When he lifted the bottle to pour her more wine, she found her hand coming up to cover her glass. And there she had her answer. “It’s late. Beyond late. And unfortunately, I’m not a woman of leisure.”

“Meaning your real self needs to get home so tomorrow you won’t fall asleep during brain surgery, or while coming in for an emergency landing, or plowing the back forty, or whatever it is you do when you’re not a redhead.”

“And that depends on the day of the week,” she replied teasingly, wondering what he’d think if he knew about her pedestrian life as a florist. “But, yes, I need to go. This has been the best evening I’ve had in ages. Thank you.”

He followed suit as she got to her feet. “Will I see you tomorrow?”

“If you’re in Club Crimson at showtime you will.” You and your condom. She closed up the bagel crisps, covered the cheese spread, stacked their plates and reached for the wine. “Take this with you.”

“Consolation prize?”

She held on to the bottle. “If you’re going to be like that, then I’ll take it with me and celebrate.”

He tossed back his head and laughed. “You, Candy Cane, or whoever you are, are some piece of work.”

Good. She was glad he wasn’t taking her for granted. “I wouldn’t want you to think you could have me without putting in some effort.”

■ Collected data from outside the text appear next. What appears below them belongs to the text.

PR #6000, opened 2023-08-17
Implement proper pre-installed sign editing

alvin0319:
## Introduction
This PR implements proper pre-installed sign editing.

Tested the following cases (which vanilla behaves):
* Interacting with dyes/(glow) ink sak
   * With same color/glowing state: Player can open sign editor.
   * Different color/glowing state: Sign color/glowing state will be changed.
* Interacting without any items on hand
   * Open sign editor.

### Relevant issues
N/A

### API changes

N/A

### Behavioural changes

* SignChangeEvent is now also fired when a player edited a pre-instlaled sign.

## Backwards compatibility

N/A

## Follow-up
N/A

### DIFF
--- a/src/block/BaseSign.php
+++ b/src/block/BaseSign.php
@@ -152,7 +152,7 @@ abstract class BaseSign extends Transparent{
 			return false;
 		}
 		$dyeColor = $this->getColorFromItem($item);
-		if($this->canOpenSign($item)){
+		if($this->canOpenSignEditor($item)){
 			$player->openSignEditor($this->position);
 			return true;
 		}
@@ -247,7 +247,7 @@ abstract class BaseSign extends Transparent{
 	/**
 	 * Returns whether player can open sign editor
 	 */
-	private function canOpenSign(Item $item) : bool{
+	private function canOpenSignEditor(Item $item) : bool{
 		$currentColor = $this->text->getBaseColor();
 		$newColor = $this->getColorFromItem($item);
 		if($newColor === null){
--- a/src/block/BaseSign.php
+++ b/src/block/BaseSign.php
@@ -151,12 +151,11 @@ abstract class BaseSign extends Transparent{
 		if($player === null){
 			return false;
 		}
-		$dyeColor = $item instanceof Dye ? $item->getColor() : match($item->getTypeId()){
-			ItemTypeIds::BONE_MEAL => DyeColor::WHITE(),
-			ItemTypeIds::LAPIS_LAZULI => DyeColor::BLUE(),
-			ItemTypeIds::COCOA_BEANS => DyeColor::BROWN(),
-			default => null
-		};
+		$dyeColor = $this->getColorFromItem($item);
+		if($this->canOpenSign($item)){
+			$player->openSignEditor($this->position);
+			return true;
+		}
 		if($dyeColor !== null){
 			$color = $dyeColor->equals(DyeColor::BLACK()) ? new Color(0, 0, 0) : $dyeColor->getRgbValue();
 			if($color->toARGB() === $this->text->getBaseColor()->toARGB()){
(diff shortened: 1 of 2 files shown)


alvin0319:
CI failure seems unrelated to this PR.

src/block/BaseSign.php
```diff
@@ -235,4 +234,35 @@ public function updateText(Player $author, SignText $text) : bool{
...
+	}
+
+	/**
+	 * Returns whether player can open sign editor
+	 */
+	private function canOpenSignEditor(Item $item) : bool{
+		$currentColor = $this->text->getBaseColor();
+		$newColor = $this->getColorFromItem($item);
+		if($newColor === null){
+			if($item->getTypeId() === ItemTypeIds::GLOW_INK_SAC || $item->getTypeId() === ItemTypeIds::INK_SAC){
```
dktapps: This condition seems redundant

src/block/BaseSign.php
```diff
@@ -235,4 +234,35 @@ public function updateText(Player $author, SignText $text) : bool{
...
+				}
+				if(!$wasGlowing && $item->getTypeId() !== ItemTypeIds::INK_SAC){
+					return false;
+				}
+			}
+			return true;
+		}
+		$color = $newColor->equals(DyeColor::BLACK()) ? new Color(0, 0, 0) : $newColor->getRgbValue();
+		return $currentColor->equals($color);
+	}
```
dktapps, line 265: This function looks like it's repeating a lot of logic. Seems to me like we should just be able to check if the previous actions did anything in `onInteract` (or simply put `openSignEditor` at the end instead of the `false` return) instead of having all this extra code.

src/network/mcpe/handler/InGamePacketHandler.php
```diff
@@ -756,7 +756,9 @@ public function handleBlockActorData(BlockActorDataPacket $packet) : bool{
 			}
 
 			try{
-				$text = SignText::fromBlob($textBlobTag->getValue());
+				$baseColor = $block->getText()->getBaseColor();
+				$glowing = $block->getText()->isGlowing();
+				$text = SignText::fromBlob($textBlobTag->getValue(), $baseColor, $glowing);
```
dktapps, line 761: This allows the player to change the sign properties without the requisite items.

alvin0319: I don't understand how this code allows players to change sign properties without items, the code only looks up for the sign which is actually placed on the world, not depending on what the client send.

dktapps: Then why change this at all?

alvin0319: The previous code doesn't consider the sign color and glowing state, resulting in the removal of color and glowing states when the player edited the sign.

dktapps: My bad, I misread the code.

The new variables for the formatting should be moved out of the try-catch, as they shouldn't be throwing any exceptions.

src/block/BaseSign.php
alvin0319: We can't put `openSignEditor` at the end of `onInteract()` because of the following client behavior:
* Interacting with dyes/(glow) ink sak
   * With same color/glowing state: Player can open sign editor.
   * Different color/glowing state: Sign color/glowing state will be changed.
* Interacting without any items on hand
   * Open sign editor.
  
Opening sign editor should happen before changing sign.

dktapps: I don't see how this prevents it from being placed at the end.

dktapps:
Superseded by d44e0e87d0106ff003de830a1296974cbd13e8ee

PR #6013, opened 2023-08-23
Hanging signs

dktapps:
## Introduction
Adds hanging signs

Hanging signs have 3 variants:
- 16-way rotation attached at a single point on the ceiling
- 4-way rotation attached at two points on the ceiling
- 4-way rotation attached to a solid signpost attached to a wall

He hooked a possessive arm around her neck. “C’mon, mystery woman. Let me walk you back to your dressing room.”

She stopped first at the refrigerator, then at the baker’s rack, then at the sink where Earnesto took the plates and glasses before waving her and Caleb on their way.

Wearing her sequined gown, her long wavy wig, a warm pair of sheepskin Uggs on her feet and Caleb’s jacket over her shoulders, Miranda walked beside him down the hallway from the kitchen to the club. Neither one of them hurried, neither one of them spoke.

It was as if Caleb didn’t want to let go of her any more than she wanted to tell him goodnight. They fitted so well as they walked, fitted, too, as they talked. She was certain it would be no different when they made love.

When. She was assuming it would happen, rather than accepting they might have nothing but tonight. Counting on more, looking forward to more wasn’t smart. Doing so was tantamount to throwing away the past five years she’d spent making a new life. She couldn’t do that to herself. She wouldn’t do it for a man about whom she knew nothing.

Then they were at her dressing room, the trip over too soon, the silence lingering as she reached out to punch the code into the keypad lock. Caleb stopped her, covering her hand, turning her and pulling her arms above her head as he backed her into the door.

He spread his legs, captured her hips between them, leaned his lower body into hers and rested there. His eyes were fierce, bright, and she was almost unable to draw a breath for thinking about all the things he might want. She scared herself with all the things she wanted.